Show HN: CodeMatch: IDE autocomplete on overdrive  - moondistance
http://languageinterfaces.com/

======
jrockway
This is one of Java's biggest problems: people write tools instead of
libraries. Getting the path to the Desktop should be achieved in some way
other than hardcoding the word "Desktop" and the path separator in your
application code; it should be a method on some generic "desktop environment
configuration" object that's passed into the class that needs it.

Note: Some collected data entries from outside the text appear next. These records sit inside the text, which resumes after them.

PR #596, opened 2024-03-13
Improve setup process

vinc:
This PR is a continuation of #595 by @kidharb to improve the setup process

- [x] Use `warning` macro when MFS is not present
- [x] Use `error` macro when `/ini/boot.sh` is not present
- [x] Remove diskless mode message
- [x] Add option to setup the system on a RAM disk from the `install` command

### DIFF
--- a/src/main.rs
+++ b/src/main.rs
@@ -5,7 +5,9 @@ extern crate alloc;
 
 use bootloader::{entry_point, BootInfo};
 use core::panic::PanicInfo;
-use moros::{debug, hlt_loop, print, println, sys, usr};
+use moros::{
+    debug, error, warning, hlt_loop, eprint, eprintln, print, println, sys, usr
+};
 
 entry_point!(main);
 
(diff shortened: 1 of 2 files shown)


vinc:
Here's the warning when MFS is not present:

install

And here's the error when `/ini/boot.sh` is not present:

init

vinc:
Users will now be able to setup the system on a RAM disk directly from the `install` command instead of having to run `memory format` first:

```
/
> install
Welcome to MOROS v0.10.2 installation program!

Proceed? [y/N] y

Listing disks ...
Path            Name (Size)
/dev/ata/0/0    QEMU HARDDISK QM00001 (32 MB)
/dev/mem        RAM DISK

Formatting disk ...
Enter path of disk to format:
```

kidharb:
> And here's the error when `/ini/boot.sh` is not present:
> 
> init

How do you recover in the case of missing `/ini/boot.sh`? 

Do we need to create it and add?
```
user login
shell
```

vinc:
> How do you recover in the case of missing `/ini/boot.sh`?
> 
> Do we need to create it and add?
> 
> ```
> user login
> shell
> ```

The quickest way would be to just run `install` again that will recreate any missing files on the mounted file system. That's how I update the system whenever I change something: I delete the files and run `install` again.

But you can also create your own boot script indeed, for example sometimes I just have `lisp` to boot into the Lisp interpreter, and on my test computers I add `env TZ 3600` in winter to set the correct timezone.

Here's the current version of the manual: http://moros.cc/manual.html

PR #597, opened 2024-03-15
Update unit conversions

vinc:
Until now we were using an algorithm similar to `ls -lh` and `ls -l --si` from Linux to convert number to a readable format, either binary (1K == 1024) or decimal (1K == 1000), but some numbers like 1120 and 1160 didn't seem to be correctly rounded. So now we use a simpler algorithm with correct results according to our tests. For example 1160 should be 1.1K and 1.2K respectively.

### DIFF
--- a/src/api/unit.rs
+++ b/src/api/unit.rs
@@ -9,39 +9,53 @@ pub enum SizeUnit {
 }
 
 impl SizeUnit {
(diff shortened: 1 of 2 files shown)


vinc:
We might want to use uppercase `K` for binary and lowercase `k` for decimal.

PR #606, opened 2024-03-25
Add virtio-net driver

vinc:
- https://ozlabs.org/~rusty/virtio-spec/virtio-0.9.5.pdf
- https://docs.oasis-open.org/virtio/virtio/v1.0/virtio-v1.0.html


vinc:
Getting the MAC address:

virtio-net

Now the next step is to build the virtqueue which is a bit harder due to memory requirements...

PR #620, opened 2024-05-25
Add device creation from write command

vinc:
This will simplify the creation of device files from userspace with the following command: `write <path> --dev <name>`. It will allow again manual (or scripted) installation of the system.


vinc:
```
~
> write clock --dev rtc

~
> read clock
2024-05-25 17:47:50

~
> delete clock

~
> write clock --dev realtime

~
> read clock
1716659284.355946
```

PR #627, opened 2024-05-29
Add scrollback buffer support

vinc:
Using the `PAGE_UP` and `PAGE_DOWN` keys in the console, especially in the shell, will now scroll the screen up or down and display what was previously on the screen before the current lines replaced it.


vinc:
The idea is simple: we have a text buffer in the VGA driver to print characters to the 80x25 screen, the scrollback buffer will be the same thing but larger (80x2500 for example), and every time we change something in the text buffer we also change it in the scrollback buffer.

The scrollback buffer will have a moving 80x25 window representing the current text buffer and the rest will contain what was on the screen in the past. We will need a circular buffer to overwrite the oldest lines with the new ones.

The implementation is complicated by the line editing capabilities of the console. We will probably need the concept of alternate buffer to do line editing. Currently it works for printing the kernel logs at boot but some of the screen is missing when we arrive in the shell. The circular buffer logic has not been implemented yet. Right now we are listening for the page up and down keys in the prompt, but we should do that elsewhere.

vinc:
Now we need an alternate buffer where scrollback is disabled for the text editor/viewer.

vinc:
If clearing the screen also clear the scroll back buffer then we don't need alternate screen buffer support for now.

PR #630, opened 2024-05-31
Add file search to find command

vinc:
This PR implement file search in `find` and rename it `--file <pattern>` instead of `--name <pattern>` where `<pattern>` allow globbing like the shell. In `--line <pattern>` it is a standard regular expression.

By default `find` will be equivalent to `find "$DIR" --file "*"` instead of `find --help`.


vinc:
find-file

vinc:
It should be possible to do `find / --file "*.lsp" --line "print"` to recursively search a line pattern inside files matching a file pattern in the path.

It could also be possible to search in more than one path.

vinc:
The `find.png` screenshot in the doc is not valid anymore because the regex syntax must be escaped since #558 and we introduced a new file in #618 that matches the line pattern in the example.

vinc:
New screenshot for the documentation:

find

vinc:
We can now use both `--file` and `--line` to filter in which files we want to search the given lines:

```
~
> find /tmp --line "list"
/tmp/alice.txt
63: was no one to listen to her, still it was good practice to say it over)
71: there WAS no one listening, this time, as it didn't sound at all the

/tmp/lisp/doc.lsp
9:     (if (nil? s) "" (str " " (if (list? s) (str/join s " ") s))) # args

~
> find /tmp --file "*.lsp" --line "list"
/tmp/lisp/doc.lsp
9:     (if (nil? s) "" (str " " (if (list? s) (str/join s " ") s))) # args
```

And the code has been refactored to be DRY.

vinc:
Running `find lisp` inside `/tmp` would print files with a relative path starting with `lisp/` but running `find` inside `/tmp/lisp` would print files with an absolute path starting with `/tmp/lisp/`. This inconsistency is now fixed:

```
~
> find /tmp/lisp
/tmp/lisp/colors.lsp
/tmp/lisp/doc.lsp
/tmp/lisp/factorial.lsp
/tmp/lisp/fibonacci.lsp
/tmp/lisp/geotime.lsp
/tmp/lisp/pi.lsp
/tmp/lisp/sum.lsp
/tmp/lisp/tak.lsp

~
> /tmp/lisp

/tmp/lisp
> find
colors.lsp
doc.lsp
factorial.lsp
fibonacci.lsp
geotime.lsp
pi.lsp
sum.lsp
tak.lsp
```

There are a number of big problems with autogenerated code. One is that if you
change your "how to get the path to the Desktop" algorithm, you have to
manually change it in every place. This is hard to get right, so now your
program is buggy and you have no way of knowing that you ever fixed it.
Another problem is that the hard-coded solution is intrinsically inflexible;
if the programmer had delegated to some other object, configuration could be
_passed into_ the class. It's not the "move all files out of this directory"
class' job to know the details of where Windows, GNOME, KDE, and OS X keep the
desktop!

One other nitpick is the flaky snippet that makes the for loop. Typing "for
(File file : files) {" takes almost no time. But the snippet names the loop
variable wrong ("elem"?), and correcting this takes more time than manually
typing it correctly the first time. If you're going to be smart, be smart;
look up the un-pluarlization in a dictionary and choose that. But don't choose
a super-generic variable name, because now you've made the code of everyone
that uses this tool less readable.

All in all, people seem to love shit like this, but it encourages horrible
programming practices. Making it easy to write long, linear pieces of code is
not a good thing. I think the opposite is what we really need: make it harder
to type so that you spend more time thinking and creating a design that
requires less code!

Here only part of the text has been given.